# Petals adoption Diary



## petalpoppy

Hi ladies

i was on here ages ago only very  briefly, i have been reading the adoption diaries and must say they all had me in tears so happy for  you guys.

so after 8 years  ttc we are now on  the adoption journey only very early on, we have a adoption event being held by our county council to go to on 12th june and this will be our first step

i hope my journey runs as smooth as yours, 

im so worried that something will stop us for instance i have dogs only spaniels and there very small but still im panicking.

anybody have any experience with essex county council?

i  dont know how im going to get through this next year or so we have not even been to the event yet and im already up at night worrying and googling >.< 


Big Mitts <3

Petal


----------



## flickJ

Welcome Petalpoppy  

Don't worry, it is fairly informal at this stage ........ just getting to know about the process, what to expect and about the children, just be yourself and i'm sure you will be fine. 
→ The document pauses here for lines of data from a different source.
PR #84, opened 2022-12-20
Add view meta

bfmatei:
## Description

This PR brings the idea of view meta as some apps do not rely on URLs but rather on "views".

There is a "default" view that it set by the web-sdk and it can be changed similarly to how we do it with the session meta.

## Checklist

- [x] Tests added
- [x] Changelog updated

You're right to find as much info on the internet as possible, though, it definately helps. You have already fouund a wonderful source of information here   and the ladies are always ready to support and help you


----------



## Maccer

Hi Petalpoppy, 


Good luck with your journey.   We attended the Essex county councils open evening in 2008 and it was very informative, we also had an initial interview with them but we decided to go with a la closer to us.  I have heard some good things about them though.  If you have any specific questions, please feel free to PM me.


Good luck!   


Maccer xx


----------



## Loobys

Hi

Don't panic, it will be fine.. i remember i was the same worrying about the stairs, our cat you name it we fretted about it, in the end it was nothing to worry about like it will be for you xx its 100% natural.

We are not going through essex but i know of someone who did and she has 2 lovely kiddies now who they adopted at different stages.

i will look forward to reading all about your journey xx

Love Loobys x


----------



## petalpoppy

hi  ladies 

thank you for the support i feel like im going to need it lol

how realistic are the time guidlines essex cc have on there website its basically estimated at a year till you have your child home, obv i know depends how long matching takes, but the hs? about 6 months?

xx


----------



## KJB1978

Hi Petal,

Good Luck with the process!

We are currently going through with Essex CC, we have just read our PAR following HS and are only 12 days away from panel (not that I'm counting  ).  It has been a rollercoaster and not all easy at times but some of it has been interesting and fun too so its not all bad news.  On the positive side  we had our initial home visit on 26th May 2011 and we are due to panel on 12th June so from start to finish it has been just over a year.  Prep course was Sept 2011-Oct 2011 and we were assigned our SW just before Christmas 2011.  HS started in Jan 2012 and finished yesterday with the PAR being sent off to panel admin.  I think a tear to get approved and if you are lucky they may match you at the same time but to get both done I think is over ambitious from speaking to others on the Essex adoption courses etc.

Two couples on our prep course had dogs and they are going through the same sort of stage as us. 

Any other questions give us a PM.

Kx


----------



## Loski

Hi petals we have a dog and we just had to do a pet questionnaire and sign it to say she is friendly sw also met her so knows that she is friendly. Hope your journey goes smoothly for you and that you don't have much waiting. Xx


----------



## petalpoppy

hi  ladies 
so more waiting than we originally planned for   received a letter yesterday saying that essex cc have more people on their books than they can cope with so they are canceling until at  least november when they may start recruiting again, (they will re-evaluate the situation) 

im a bit gutted as our information evening was supposed to be tonight  

my partner said maybe it has  worked out for the best as i have an operation next month and he said giving ourselves untill november will give me plenty of recovery time before we launch into it, but still feels like another rejection in a long long list. 

hope everyone  else  is  flying along nicely 

petals 

xx


----------



## Loski

Sorry to hear that petalpoppy is there not other agencies you could contact and go to info evenings with while your waiting that way you will have more than one option x


----------



## petalpoppy

Hi ladies
Just a little update from me, I rang the council and they are still closed so i have just got off the phone with Banardos and were booked in for 12th Dec


----------



## Billybeans

Fab news petalpoppy. I hope you get more joy this time. Hope your op went well.


----------



## petalpoppy

Hi 

so a very long time since i updated here but basically we went to the adoption meeting with banardoes but unfortunatly my DH decided he was not quite ready to accept that form of trying to have children and asked me to wait so i waited, i think to be honest it worked out ok as his sister then became very poorly and we have since lost her, we waited a futhur almost a year then one day he told me that he was ready to accept it so now here we are again  having gone to our essex council meeting last night and collected our paperwork to fill in over this weekend, im feeling optimistic and hopeful that all of my waiting means our journey will run smoothly (fingers crossed)

some of you have come such a long way and now have your children at home, congratulations to you all and i hope your lives are everything you wanted them to be!


much love and big hugs 

Petal


----------